One important nutrition strategy is choosing nutrient dense foods for your diet. What exactly does that mean? It means that you are choosing foods higher in nutrients per calorie you consume. For example, you can have 1 cup of broccoli which provides 31 calories, 2 grams of dietary fiber, and a significant level of vitamins A, C, K, folate, potassium, and manganese. Or, for about the same amount of calories (about 32 calories), you can have 1/8 of a cake doughnut which provides little significant nutrition. The broccoli is clearly the more nutrient dense food option.

Now, don’t hear me saying that you can never choose a cake doughnut. There is a value to taste, enjoyment, and the experience of food….I will always associate doughnuts with attending yard sales as a family during my childhood! But, your diet should be based on more nutrient dense foods and a healthy diet has an abundance of them.

Additionally, this is especially an important consideration when you are consuming a lower calorie number. Each time you eat is an opportunity to get certain nutrients in. When you eat less calories, you simply have less opportunities for consuming the nutrients you need, making it more important to make each meal/snack count.

With this in mind, here are some recommendations for getting the most bang for your buck:

Choose whole grains

In addition to the higher fiber content than refined grains, whole grains are higher in antioxidant value. Studies link whole grains to reductions in stroke, type II diabetes, and heart disease risk, and overall better weight maintenance. Examples include whole wheat bread, brown rice, whole grain oats, and even popcorn.

Try sprouted grains, as well

The changes in sprouted grains include increases in vitamin C, folate, antioxidants and soluble fiber (the type of fiber that promotes decreases in your cholesterol levels).

Incorporate fruits and vegetables into your meals and snacks whenever you can.

Diets high in fruits and vegetables are associated with decreased chronic disease risk, even the starchy (or high carbohydrate) ones. Beans are rich in soluble fiber. Potatoes contain B vitamins, vitamin C, iron, calcium and fiber. Greens are especially high in folate. The list goes on and on. So find ways to add them to each meal: fresh fruit in your morning cereal, avocado to your sandwich, or onions and peppers to your pasta.
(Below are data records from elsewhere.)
PR #6189, opened 2017-04-24
Canavandl/export png

### LINKED ISSUE #538: Headless static (svg, png) image generation

canavandl:
Canavandl/export png

- [x] issues: fixes #538 
- [x] tests added / passed

Todo:
- [x] check that phantomjs is installed and raise dependency exception if not
- [x] better figure out layout width/height
- [x] check browser console for errors and warn
- [x] test that themes work
- [ ] better figure out render wait time
- [x] test that custom templates work

Questions:
* Do we allow for specified output size or just use document size?
* How will we support or warn about sizing modes?
* Is it ok to force inline resources?


bokeh/io.py
```diff
@@ -559,3 +563,92 @@ def _destroy_server(div_id):
...
+    driver = webdriver.PhantomJS()
+
+    # generate the html as tempfile
+    temp_html = tempfile.NamedTemporaryFile(suffix=".html").name
+    save(obj, filename=temp_html, resources=INLINE, title="")
+
+    if filename is None:
+        filename = _detect_filename("png")
+
+    driver.get("file:///" + temp_html)
```
canavandl: Is `get`-ing the html page like this going to be a problem. The screenshot tests serve the pages via a simple HTTPServer, but I don't know if that's necessary.

bokeh/io.py
```diff
@@ -559,3 +563,92 @@ def _destroy_server(div_id):
...
+
+    class element_to_start_resizing(object):
```
canavandl: This is only temporary until we add a Bokeh "render complete" message.

We need some sort of wait until the plot is correctly rendered before we take the screenshot.

bokeh/util/tests/test_dependencies.py
```diff
@@ -14,3 +14,11 @@ def test_required_fail():
     with pytest.raises(RuntimeError) as excinfo:
         dep.import_required('bleepbloop', 'nope')
     assert 'nope' in str(excinfo.value)
+
+def test_detect_phantomjs_success():
+    assert dep.detect_phantomjs() is not None
+
+def test_detect_phantomjs_fail(monkeypatch):
```
canavandl: The ``RuntimeError`` exception isn't being raised. For some reason the monkeypatching isn't working.

canavandl:
Current status:

There's currently some weird border lines around the plots which appear to be a CSS issue (they're not present using the Firefox driver), and we're clipping the right size of the output.

```python
from bokeh.io import export
from bokeh.layouts import column, row

p1 = figure(plot_width=500, plot_height=500)
p1.scatter(x=[1,2,3], y=[1,2,3])

p2 = figure(plot_width=500, plot_height=500)
p2.scatter(x=[1,2,3], y=[1,2,3])

p3 = figure(plot_width=1000, plot_height=500)
p3.scatter(x=[1,2,3], y=[1,2,3])

layout = column(row(p1, p2), row(p3))

export(layout, 'output.png')
```

yields:

output

bokeh/io.py
bryevdv: We may need to force inline resources for file access to work.

bokeh/util/dependencies.py
```diff
@@ -48,3 +50,18 @@ def import_required(mod_name, error_msg):
...
+    if settings.phantomjs_path() is not None:
+        phantomjs_path = settings.phantomjs_path()
+    else:
+        phantomjs_path = "phantomjs"
+
+    try:
+        proc = Popen([phantomjs_path, "--version"], stdout=PIPE, stderr=PIPE)
+        proc.wait()
+    except OSError:
+        raise RuntimeError('PhantomJS is needed to to export')
```
mattpap: `to to`

bokeh/io.py
canavandl: I am already forcing inline resources for the html tempfile that's being generated. I'll add this to my list of general questions though (is forcing inline resources bad?)

bokeh/tests/test_io.py
```diff
@@ -293,3 +295,13 @@ def _test_children_removed_from_root(layout_generator, children=None):
...
+
+def test__get_screenshot_as_png(monkeypatch):
+    def mockreturn(self):
+        return "PNG"
+    monkeypatch.setattr(selenium.webdriver.remote.webdriver.WebDriver, "get_screenshot_as_png", mockreturn)
+
+    layout = Plot(x_range=Range1d(), y_range=Range1d())
+
+    png = io._get_screenshot_as_png(layout)
+    assert png == "PNG"
```
canavandl: I'm unsold on this test. I think it might be better to actually create a tiny, empty Plot and compare ``png`` against an expected binary string. If the plot is empty (a white square), there shouldn't be any test failures due to changing defaults.

bokeh/io.py
canavandl: fixed

bokeh/util/tests/test_dependencies.py
canavandl: fixed

bokeh/util/dependencies.py
canavandl: fixed

bokeh/io.py
```diff
@@ -559,3 +563,69 @@ def _destroy_server(div_id):
...
+        """
+    driver.execute_script(script)
+
+    def is_bokeh_render_complete(driver):
+        return driver.execute_script('return window._bokeh_render_complete;')
+
+    try:
+        WebDriverWait(driver, 5, poll_frequency=0.1).until(is_bokeh_render_complete)
+    except TimeoutException:
+        pass
```
canavandl: should do something smarter in case of webdriver timeout (likely Bokeh image has failed to render)

damianavila:
Just a quick comment from a thousand of foots... so disregard if I am missing context... but do you really want spend resources on this solution when the chrome headless support is coming? Just curious :wink:

bryevdv:
@damianavila Yes, selenium can (and will) drive both but the folks driving this immediate work are interested meeting very minimal and specific requirements.

damianavila:
> @damianavila Yes, selenium can (and will) drive both but the folks driving this immediate work are interested meeting very minimal and specific requirements.

Got it. Thanks!

canavandl:
I'm going to mark this as "ready". It works on OS-X, Ubuntu and Windows 10.

There's some "unanswered"

* Do we allow for specified output size or just use document size?
  * Currently we generate a png that's the size of the layout. We could potentially resize the png based on height/width kwargs, but i'd be worried about changing the aspect ratio of things. There's also plenty of other tools to resize/crop a png, so maybe not dealing with size is fine.
* How will we support or warn about sizing modes?
  * The sizing modes "work", but the default PhantomJS window size is 350x300 so the plots end up pretty small. I think it might be best to add a warning to the ``export`` docstring to notify users that sizing modes probably won't behave well.
* Is it ok to force inline resources?

bryevdv:
@canavandl 

I think a warning in the docstring is fine for now. We should make separate issue to add some narrative documentation to the user's guide about this feature. I think it's OK to force inline resources in this context but that might also be worth mentioning in the docstring. 

What do users need to install to enable this feature? We should provide instructions for that as well (can go in the separate docs PR)

canavandl:
Users need: selenium, phantomjs (the binary) and pillow

bryevdv:
> Users need: selenium, phantomjs (the binary) and pillow

are those all available via conda (maybe the bokeh channel)? would could make a metapackage to install them, of so

bryevdv:
I'm def OK to merge this now as-is just make any necessary follow on issues to coincide.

Be intentional about adding healthy fats.

Yes, add fat! Fats have many different roles including absorption of your fat soluble vitamins (A, D, E, and K) and essential fatty acids (like omega 6 and omega 3) need to be eaten as the body cannot make enough on its own. Add nuts to your salads, use trail mix as a healthy snack, cook your vegetables in oil, make your own salad dressing or consume fatty fish a couple of times a week.

Add dairy to promote intake of calcium, potassium, vitamin A, D and protein.

Mix yogurt, herbs and spices to create a dip for vegetables, add milk instead of creamer to your morning coffee or munch on a stick of cheese for a snack. Dairy products are included in the DASH diet to support good blood pressure management and help to promote bone health, as well.

To ensure you are getting the most bang for your buck, rethink how you prepare your meals and snacks – see if they are ways you can alter what you usually consume to make the most of your eating opportunities. By choosing nutrient dense foods, you are supporting a healthy mind, body and spirit. Always remember to do so in an enjoyable and palate-pleasing way! If you don’t like it, you probably won’t keep doing it.